What is the Consumer Financial Protection Bureau (CFPB)? What authority does it have?

A federal government agency (created in 2010) that has the authority to supervise all participants in the consumer finance and mortgage area, including depository institutions, such as commercial and savings banks, and nondepository parties such as insurance companies, mortgage brokers, credit-counseling firms, debt collectors, and debt buyers. The bureau has the authority to prohibit unfair, deceptive, or abusive acts or practices regarding consumer financial products and services. In addition, they have the authority to enforce federal consumer financial protection laws and is authorized to adopt rules to interpret and enforce the provisions of the acts it administers. The bureau has investigative and subpoena powers and is a watchdog over credit cards, debit cards, mortgages, payday loans.

What is the Homeland Security Act (HSA)? What did the act also create?

A federal statute that created the cabinet-level U.S. Department of Homeland Security (DHS) and enacted laws to prevent domestic terrorist attacks and related criminal activities. Passed in 2002. The act placed 22 federal agencies with approximately 200,000 employees under the umbrella of the DHS, which is the second-largest government agency after the Department of Defense.

What is the Consumer Leasing Act (CLA)?

A federal statute that extends the TILA coverage to lease terms in consumer leases. The CLA applies to lessors who engage in leasing or arranging leases for consumer goods in the ordinary course of their business. Casual leases (such as leases between consumers) are not subject to the CLA. Creditors that violate the CLA are subject to the civil and criminal penalties provided in the TILA.

What is the freedom of information act?

A federal statute that gives the public the ability to obtain access to most documents in the possession of federal administrative agencies. Some documents are protected from disclosure because of national security and other reasons.

What is the Equal Credit Opportunity Act (ECOA)? What happens if the creditor violates the ECOA?

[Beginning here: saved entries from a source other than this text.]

PR #661, opened 2016-04-05
TEIID-3480: use matViewStatus as a unique endpoint for getting both i…

kylinsoong:
The change will make sure 
~~~
EXEC SYSADMIN.matViewStatus('Schema', 'MatView')
~~~
will return status for both internal and external.


kylinsoong:
So far SYSADMIN.matViewStatus can used to query status for both internal and external, In my test, there are 2 VDB:
* PortfolioInterMaterialize - which demonstrate internal mat, stockPricesInterMatView exist in StocksMatModel
* PortfolioMaterialize - which demonstrate external mat, stockPricesMatView exist in StocksMatModel
Then query status via CLI:
~~~
[standalone@localhost:9990 /] /subsystem=teiid:execute-query(sql-query="EXEC SYSADMIN.matViewStatus('StocksMatModel', 'stockPricesInterMatView')", vdb-name=PortfolioInterMaterialize, vdb-version=1,timeout-in-milli=1000)
{
    "outcome" => "success",
    "result" => [{
        "TargetName" => "#MAT_STOCKSMATMODEL.STOCKPRICESINTERMATVIEW",
        "Valid" => true,
        "LoadState" => "LOADED",
        "Updated" => "2016-04-06 15:23:05.281",
        "Cardinality" => 18L,
        "LoadNumber" => -1L,
        "OnErrorAction" => "THROW_EXCEPTION"
    }]
}
[standalone@localhost:9990 /] /subsystem=teiid:execute-query(sql-query="EXEC SYSADMIN.matViewStatus('StocksMatModel', 'stockPricesMatView')", vdb-name=PortfolioMaterialize, vdb-version=1,timeout-in-milli=1000)
{
    "outcome" => "success",
    "result" => [{
        "TargetSchemaName" => "Accounts",
        "TargetName" => "H2_STOCK_MAT",
        "Valid" => true,
        "LoadState" => "LOADED",
        "Updated" => "2016-04-06 15:23:06.185",
        "Cardinality" => 18L,
        "LoadNumber" => 2L,
        "OnErrorAction" => "THROW_EXCEPTION"
    }]
}
~~~
Now, I plan to update teiid-web-console to let ui consistent.
@shawkins can you review this pull request, any idea?

shawkins:
SYSADMIN.matViewsStatus() won't work as there isn't a single status table for the whole vdb.  We could look at eventually providing status over each status table.  For now the changes to just account for internal in the existing matviewstatus will work.

shawkins:
I ended up squashing this and adding a unit test.  Thanks Kylin.

kylinsoong:
`SYSADMIN.matViewStatus('Schema', 'MatView')` has precondition, which means we have to know the Model name, and MatView name. But in most scenario we need view the status by VDB.

IMO, status table in external also should be unique, like internal, all status of external mat view should persist to this unique status table, have create TEIID-4121

kylinsoong:
I would keep `matViewsStatus()` in case in future we may need this
~~~
CREATE VIRTUAL PROCEDURE matViewsStatus() RETURNS TABLE (VDBName varchar(255), SchemaName varchar(255), Name varchar(255), TargetSchemaName varchar(255), TargetName varchar(255), Valid boolean, LoadState varchar(255), Updated timestamp, Cardinality long) AS
BEGIN
    DECLARE string vdbName = (SELECT Name FROM VirtualDatabases);
    DECLARE integer vdbVersion = (SELECT convert(Version, integer) FROM VirtualDatabases);

    /*
      In current design, status table on the physical database, and used in any one of the source models
    */
    DECLARE string statusTable = (SELECT "Value" from SYS.Properties WHERE Name = '{http://www.teiid.org/ext/relational/2012}MATVIEW_STATUS_TABLE' LIMIT 1);

    IF (statusTable IS NULL)
    BEGIN
        EXECUTE IMMEDIATE 'SELECT VDBName, SchemaName, Name, TargetSchemaName, TargetName, Valid, LoadState, Updated, Cardinality FROM MatViews' AS VDBName string, SchemaName string, Name string, TargetSchemaName string, TargetName string, Valid boolean, LoadState string, Updated timestamp, Cardinality long USING vdbName = VARIABLES.vdbName;
    END ELSE
    BEGIN
        EXECUTE IMMEDIATE 'SELECT VDBName, SchemaName, Name, TargetSchemaName, TargetName, Valid, LoadState, Updated, Cardinality FROM ' || VARIABLES.statusTable AS VDBName string, SchemaName string, Name string, TargetSchemaName string, TargetName string, Valid boolean, LoadState string, Updated timestamp, Cardinality long USING vdbName = VARIABLES.vdbName, vdbVersion = VARIABLES.vdbVersion;
    END
END
~~~

shawkins:
In the existing form it will not work, but it can be attached to https://issues.jboss.org/browse/TEIID-4121 and used if needed. There will need to be some more discussion on that issue.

A federal statute that prohibits discrimination in the extension of credit based on sex, marital status, race, color, national origin, religion, age, or receipt of income from public assistance programs. The ECOA applies to all creditors that extend or arrange credit in the ordinary course of their business, including banks, savings and loan associations, automobile dealers, real estate brokers, credit card issuers, and so on. The creditor must notify the applicant within 30 days regarding the action taken on a credit application. If the creditor takes an adverse action (i.e., denies, revokes, or changes the credit terms), the creditor must provide the applicant with a statement containing the specific reasons for the action. If a creditor violates the ECOA, the consumer may bring a civil action against the creditor and recover actual damages (including emotional distress and embarrassment).

What is the Fair Debt Collection Practices Act (FDCPA)?

A federal statute that protects consumer-debtors from abusive, deceptive, and unfair practices used by debt collectors. The FDCPA expressly prohibits debt collectors from using certain practices: (1) harassing, abusive, or intimidating tactics (e.g., threats of violence, obscene or abusive language); (2) false or misleading misrepresentations (e.g., posing as a police officer or an attorney); and (3) unfair or unconscionable practices (e.g., threatening the debtor with imprisonment).

What is the Fair Credit Billing ACT (FCBA)?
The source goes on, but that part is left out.